(Collected data entries)
======
PR #1429, opened 2022-09-30
refactor: Apply pyupgrade --py37-plus

rht:
This should make the pre-commit.ci check to finally pass.


jackiekazil:
LGTM - also -- I didn't realize these were in the code.

PR #1432, opened 2022-10-01
ModularServer: Put new optional arg port last

### LINKED ISSUE #1431: `OSError: Int or String expected` when running boid_flockers example
**Describe the bug**

Running the `boid_flockers` example results in `OSError: Int or String expected`.

**Expected behavior**

Examples should be able to run without errors.

**Additional context**

This is likely due to a breaking change introduced through https://github.com/projectmesa/mesa/pull/1403: a new parameter `port` is added before `model_params` in `ModularServer.__init__()`, i.e.,

```diff
    def __init__(
-         self, model_cls, visualization_elements, name="Mesa Model", model_params=None
+         self,
+         model_cls,
+         visualization_elements,
+         name="Mesa Model",
+         port=None,
+         model_params=None,
    ):
```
======
• _Assigned task_: Give back the data above word for word.

• _Expected answer_:
PR #1429, opened 2022-09-30
refactor: Apply pyupgrade --py37-plus

rht:
This should make the pre-commit.ci check to finally pass.


jackiekazil:
LGTM - also -- I didn't realize these were in the code.

PR #1432, opened 2022-10-01
ModularServer: Put new optional arg port last

### LINKED ISSUE #1431: `OSError: Int or String expected` when running boid_flockers example
**Describe the bug**

Running the `boid_flockers` example results in `OSError: Int or String expected`.

**Expected behavior**

Examples should be able to run without errors.

**Additional context**

This is likely due to a breaking change introduced through https://github.com/projectmesa/mesa/pull/1403: a new parameter `port` is added before `model_params` in `ModularServer.__init__()`, i.e.,

```diff
    def __init__(
-         self, model_cls, visualization_elements, name="Mesa Model", model_params=None
+         self,
+         model_cls,
+         visualization_elements,
+         name="Mesa Model",
+         port=None,
+         model_params=None,
    ):
```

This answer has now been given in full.